And…that’s quite natural, isn’t it? Just like how buying an individual can of soda is more expensive than the price of a six pack / 6?

Bulk pricing isn’t rare in the U.S. either. Some locations just have weird laws about such things but it isn’t typical. What you will see if small variations on the same idea with different rules in fine print. Sometimes you can just buy 1 item during a 10 for $10 sale for $1 but often you have to pay more per unit. I used to work on Point of Sale software and the modern ones can easily handle whatever promotions a standard chain would want.

My local Acme does something called “Fav 4” in their meat department. Various meat items have big yellow stickers on them that say “Fav 4”. You can choose any 4 items for $19.99. There are a variety of things that have the sticker; both name brand prepared things and generic meat. For example, they often have packs of two filet mignons that are stickered. Another thing is branded packs of frozen hamburger patties. Sometimes they’ll have generic meat like a pack of chicken breasts. I can get a couple of filet mignons, a pack of eight burgers, 3 chicken breasts, and 3 pork chops for $19.99.

In this case you do have to buy 4 to get the deal.

If anyone doesn’t believe in anchoring, here is an experiment we conducted in the tutorial my daughter and I teach. We gave the class a simple questionnaire. Half got
“The failure rate of integrated circuits in the field is < 10 per million. Y/N”
We then asked them to estimate what it was.

The other half the class got
"is the failure rate of ICs > 10,000 per million? Y/N. " Very high. Then we also asked them to estimate it.

There is no right answer to the main question, since there is not enough information about the distribution of ICs to even guess. Yet the mean response of those who got the < 10 ppm question was significantly below that of those who got the > 10k question - there wasn’t even overlap.

We asked a similar question about the height of Mt. Everest, but I like the first one best since no one could bring in the real answer. It is a truly amazing effect.

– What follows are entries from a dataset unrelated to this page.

PR #4601, opened 2017-07-20
Move business logic around Tokens into services

chdorner:
This is in preparation for replacing our custom OAuth implementation with one that uses oauthlib.

This moves developer token business logic:
* from model into new developer token service
* from accounts view into the new developer token service

And OAuth token business logic:
* from model into the existing OAuth service

### DIFF
--- a/h/services/oauth.py
+++ b/h/services/oauth.py
@@ -8,11 +8,15 @@ import jwt
 import sqlalchemy as sa
 
 from h import models
+from h import security
 from h.exceptions import OAuthTokenError
 from h._compat import text_type
 
 # TTL of an OAuth token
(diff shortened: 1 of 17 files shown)


h/services/oauth.py
```diff
@@ -148,7 +149,9 @@ def create_token(self, user, authclient):
         :rtype: h.models.Token
         """
         token = models.Token(userid=user.userid,
+                             value=security.token_urlsafe(),
```
nickstenning: I think it would be a good idea to have a prefix on this token type too so we can distinguish one random string of characters from another when debugging. Perhaps also on the refresh token.

PR #4602, opened 2017-07-20
Refactor JWT OAuth token exchange to use oauthlib

chdorner:
This change removes our custom OAuth implementation with one that is based on oauthlib. It still only works for the JWT bearer token exchange and refresh token exchange.

Broadly speaking this is:

1. adding a new grant type (`h.oauth.jwt_grant`) in the form oauthlib understands (responding to `create_token_response`and `validate_token_request`),
2. implements refresh token flow methods that oauthlib calls in the `h.services.oauth_validator` service,
3. replacing the class that tied everything together (`oauthlib.oauth2.WebApplicationServer`) with our own implementation (`h.services.oauth_provider`) that configures oauthlib the way we use OAuth in `h` (sets token generators, configures the jwt-bearer with the oauthlib `TokenEndpoint` endpoint),
4. replaces the `/api/token` view with one that uses oauthlib,
5. and removes the old oauth services which is not used anymore.


tests/h/services/oauth_provider_test.py
```diff
@@ -0,0 +1,53 @@
+# -*- coding: utf-8 -*-
+
+from __future__ import unicode_literals
+
+import mock
+import pytest
+
+from oauthlib.common import Request as OAuthRequest
```
chdorner: This is now actually being used in these tests, so ignore this comment.

chdorner:
This has been split out into four individual PRs:

* #4603 
* #4604 
* #4605 
* #4606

Another book I have just read, The Science of Fear, reports an experiment in which two groups of people were asked about Gandhi’s age at death. People in the first group were asked if he was older than 9, then were asked to estimate his actual age. The second group were first asked if he was younger than 140. (People who knew the answer were excused.)

One would think that the obviously ridiculous ages used in the first question could not possibly influence the outcome. However, the first group estimated his actual age at death as being an average of 50, and the second group as 67.

Let me lead off and say that I know what anchoring is and agree that it does affect some decisions people make.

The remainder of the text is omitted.